## Task
Copy out, from the data, each line containing the string "about".

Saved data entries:
PR #1820, opened 2020-11-08

tomerarnon:


tracks/julia/exercises/word-count/mentoring.md
```diff
@@ -121,4 +121,94 @@ function wordcount(sentence)
...
+    d = Dict{eltype(words), Int}()
+    for w in words
+        d[w] = get(d, w, 0) + 1
+    end
+    d
+end
+```
+It's possible to create the dictionary more efficiently with the `countmap` function from `StatsBase` (which only hashes the key once per check). With countmap, you can code-golf the above into:
+```julia
+wordcount_withstatsbase(sentence) = countmap(filter!(!isempty, strip.(ispunct, split(lowercase(sentence)))))
```
cmcaine, line 140:
```suggestion
using StatsBase: countmap

wordcount_withstatsbase(sentence) = countmap(filter!(!isempty, strip.(ispunct, split(lowercase(sentence)))))
```

tracks/julia/exercises/word-count/mentoring.md
```diff
@@ -121,4 +121,94 @@ function wordcount(sentence)
...
+
+
+** Totally manual ** 
+
+This method iterates through the string one character at a time and switches behavior at word boundaries (when `iswordchar` changes from true to false or false to true). The dictionary has `SubString` keys in this version, which are like the string-version of Array `views`.
+```julia
+function wordcount(sent)
+
+    sent = lowercase(sent)
+    d = Dict{SubString, Int}()
```
cmcaine, line 151: Should this be SubString{String} or is that the default?

tracks/julia/exercises/word-count/mentoring.md
```diff
@@ -121,4 +121,94 @@ function wordcount(sentence)
...
+
+    in_word = false; j = 0
+    # For our purposes, almost everything is a valid word character.
+    iswordchar(c) = !ispunct(c) && !isspace(c)
+    for i in eachindex(sent)
```
cmcaine, line 156: Because of the lookahead this might be better with a while loop?

Lookahead is only on ', so I think either is fine.

tracks/julia/exercises/word-count/mentoring.md
```diff
@@ -121,4 +121,94 @@ function wordcount(sentence)
...
+        c = sent[i]
+        if iswordchar(c) && i < lastindex(sent)
+            # if we're not already in a word, then this character marks
+            # the start of a new word. If we are in a word, just keep going.
+            if !in_word
+                in_word = true
+                j = i
+            end
+        elseif in_word
```
cmcaine, line 165: continue and if might be a little clearer than elseif?

I had to look twice seeing in_word set and then tested.

tracks/julia/exercises/word-count/mentoring.md
```diff
@@ -121,4 +121,94 @@ function wordcount(sentence)
...
+            in_word = false
+            k = SubString(sent, j:(i-1))
+            d[k] = get(d, k, 0) + 1
+        end
+    end
+    d
+end
+```
+
+### Benchmark comparison in julia v1.5.1
```
cmcaine, line 182: Not sure about including benchmarking code. If we do, we should use bold for headers and make it reproducible with the earlier examples (i.e. they should be renamed wordcount1, wordcount2, etc).

tracks/julia/exercises/word-count/mentoring.md
cmcaine:
```suggestion
    d = Dict{SubString{typeof(sent)}, Int}()
```

```julia
julia> view("hello", 1:2) |> typeof
SubString{String}
```

cmcaine: Maybe `sent` should be `input` for consistency, too.

tracks/julia/exercises/word-count/mentoring.md
tomerarnon: Writing it as a while loop is a bit of a hassle because of `nextind`.  I don't want to assume strictly ascii inputs. It' could be done but I don't think it would end up clearer.

tracks/julia/exercises/word-count/mentoring.md
tomerarnon: The `view` version only works on v1.6 I think. At least it doesn't for me on 1.2 and 1.5

I agree `input` would be preferable. I'll change it.

tracks/julia/exercises/word-count/mentoring.md
tomerarnon: Yes, fair enough. What is your preference here, omit the benchmark, or rename the functions?

tracks/julia/exercises/word-count/mentoring.md
tomerarnon: I'm assuming this is what you meant. I'm not sure it's necessarily more readable, since the second `if` only happens if the first doesn't, and the `continue` may be hard to miss. I'll give it a minute and then look at it again.

```julia
function wordcount6_4(input)

    input = lowercase(input)
    d = Dict{SubString{String}, Int}()

    in_word = false; j = 0
    # For our purposes, almost everything is a valid word character.
    iswordchar(c) = !ispunct(c) && !isspace(c)
    for i in eachindex(input)
        c = input[i]
        
        if iswordchar(c)
            # if we're not already in a word, then this character marks
            # the start of a new word. If we are in a word, just keep going.
            if i < lastindex(input) && !in_word
                in_word = true
                j = i
            end
            continue
        end

    
        if in_word
            # If `c` is not a word character, but we are in a word, then the
            # previous character marks the end of a word. However, if the current
            # character is a ' we need to see if this word is a contraction by
            # looking at the next character
            if c == '''
                i < lastindex(input) &&
                iswordchar(input[nextind(input, i)]) &&
                continue
            end

            in_word = false
            k = SubString(input, j:(i-1))
            d[k] = get(d, k, 0) + 1
        end
    end
    d
end
```

tracks/julia/exercises/word-count/mentoring.md
tomerarnon: Also, it should be `SubString{String}`! Thanks for that correction, I forgot to respond to it!

tracks/julia/exercises/word-count/mentoring.md
cmcaine: Cool. no need then.

tracks/julia/exercises/word-count/mentoring.md
cmcaine: I think I prefer this version, but please choose whichever you prefer, this was just a suggestion :)

tracks/julia/exercises/word-count/mentoring.md
cmcaine: For the record, I said this on slack:

> I think we should just omit it. Users can run their own benchmarks.
> If solutions have substantially different run times we should report that in the prose above the relevant solution.

tracks/julia/exercises/word-count/mentoring.md
```diff
@@ -121,4 +121,75 @@ function wordcount(sentence)
...
+        # for a lookahead and we need to record the last word.
+        if i == lastindex(input)
+            j = in_word ? j : i
+            i = iswordchar(c) ? i : i-1
+            if j <= i
+                k = SubString(input, j:i)
+                d[k] = get(d, k, 0) + 1
+            end
+            break
+        end
```
tomerarnon, line 169: I ran into an annoying edge case with final-character words. This takes care of that, but isn't too pretty.

tracks/julia/exercises/word-count/mentoring.md
```diff
@@ -121,4 +121,78 @@ function wordcount(sentence)
...
+    input = lowercase(input)
+    d = Dict{SubString{typeof(input)}, Int}()
+    iswordchar(c) = !ispunct(c) && !isspace(c)
+
+    in_word = false
+    j = 0
+    for i in eachindex(input)
+        c = input[i]
+
+        if i == lastindex(input)
```
cmcaine, line 160: You mentioned not liking this. Here's a `do while` loop that moves the lastindex check all the way to the end:

```julia
function wordcount(input)
    input = lowercase(input)
    d = Dict{SubString{typeof(input)}, Int}()
    iswordchar(c) = !ispunct(c) && !isspace(c)

    isempty(input) && return d

    in_word = false
    start_of_word = 0
    prev = 1
    idx = 1
    while true
        chr = input[idx]
        if iswordchar(chr)
            if !in_word
                in_word = true
                start_of_word = idx
            end
        elseif in_word
            # We've reached the end of a word
            in_word = false
            word = SubString(input, start_of_word:prev)
            d[word] = get(d, word, 0) + 1
        end
        if idx == lastindex(input)
            break
        end
        prev = idx
        idx = nextind(input, idx)
    end
    # Did input end on a word?
    if in_word
        word = SubString(input, start_of_word:idx)
        d[word] = get(d, word, 0) + 1
    end
    return d
end
```

Dunno if you prefer this. I don't mind.

cmcaine: I don't know if LICM will hoist `lastindex` out, btw. If it doesn't then this does a load of unnecessary work.

tracks/julia/exercises/word-count/mentoring.md
```diff
@@ -145,72 +145,51 @@ wordcount_withstatsbase(sentence) = countmap(filter!(!isempty, strip.(ispunct, s
 
 ** Totally manual ** 
 
-This method iterates through the string one character at a time and switches behavior at word boundaries (when `iswordchar` changes from true to false or false to true). The dictionary has `SubString` keys in this version, which are like the string-version of Array `views`.
+This method iterates through the string one character at a time and switches behavior at word boundaries (when `iswordchar` changes from true to false or false to true). The dictionary has `SubString` keys in this version, which are like the string equivalent of Array `views`. It is about 20% faster than the StatsBase version on small inputs like those in the tests (performance is almost identicaly for inputs without thousands of characters). It's about 1.5x-2x faster than the next-fastest regex version, likely owing to the smaller number of allocations.
```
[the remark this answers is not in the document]
tomerarnon: Ha! Obviously typed very quickly. It was basically meant to say the performance is the same for long inputs. I'll remove it for being superfluous though.

tracks/julia/exercises/word-count/mentoring.md
tomerarnon: Wow, I just assumed the lastindex check would be hoisted and didn't even bother to check! Precomputing it is a full 10% faster.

## The answer
cmcaine, line 182: Not sure about including benchmarking code. If we do, we should use bold for headers and make it reproducible with the earlier examples (i.e. they should be renamed wordcount1, wordcount2, etc).
+This method iterates through the string one character at a time and switches behavior at word boundaries (when `iswordchar` changes from true to false or false to true). The dictionary has `SubString` keys in this version, which are like the string equivalent of Array `views`. It is about 20% faster than the StatsBase version on small inputs like those in the tests (performance is almost identicaly for inputs without thousands of characters). It's about 1.5x-2x faster than the next-fastest regex version, likely owing to the smaller number of allocations.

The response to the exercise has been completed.